The interesting part is that I’m learning this alongside you. DevOps is still new to me, and every concept I write about is something I’ve recently explored, experimented with, and occasionally broken before understanding. That learning process is exactly why I write these blogs. My goal isn’t just to document what I know, but to explain it in a way that’s easier to understand than it was when I first learned it.
Before I wrap up, I’d like to share something I’ve learned outside of technicalities.

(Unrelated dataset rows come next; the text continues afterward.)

PR #913, opened 2019-04-26
Listorderhistory

### LINKED ISSUE #689: New CLI - ListOrderHistory
I see a new for a new cli `getorder` which accept orderId as a mandatory parameter.

The CLI should list all events related to the order since entered until fully removed from the orderbook.

The output of the CLI should allow us to understand what had happend with the order similar to this:
https://github.com/ExchangeUnion/xud/issues/638#issuecomment-436665439

#677 and #477 don't provide a good answer to the need.

ImmanuelSegol:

A small note before we wrap up. Constructive criticism and thoughtful suggestions are always welcome; they’ve helped me improve every blog I’ve written. What I don’t engage with are baseless arguments or criticism that exists only to discourage. If a blog doesn’t resonate with you, it’s perfectly okay to move on. I also believe in being transparent, I do use AI to help rephrase or polish my writing, just like many writers use grammar or editing tools. The ideas, writing pattern, examples, analogies, learning, experiments, and experiences are still my own. Respectfully, I don’t believe every opinion deserves a response. If your feedback helps improve the content, I’m genuinely grateful. If it’s only meant to mock or discourage, I’ll leave it where it belongs. And if you’re someone thinking about starting your own blogging journey, don’t let empty criticism stop you. Listen to people who help you grow, not those who only know how to pull others down.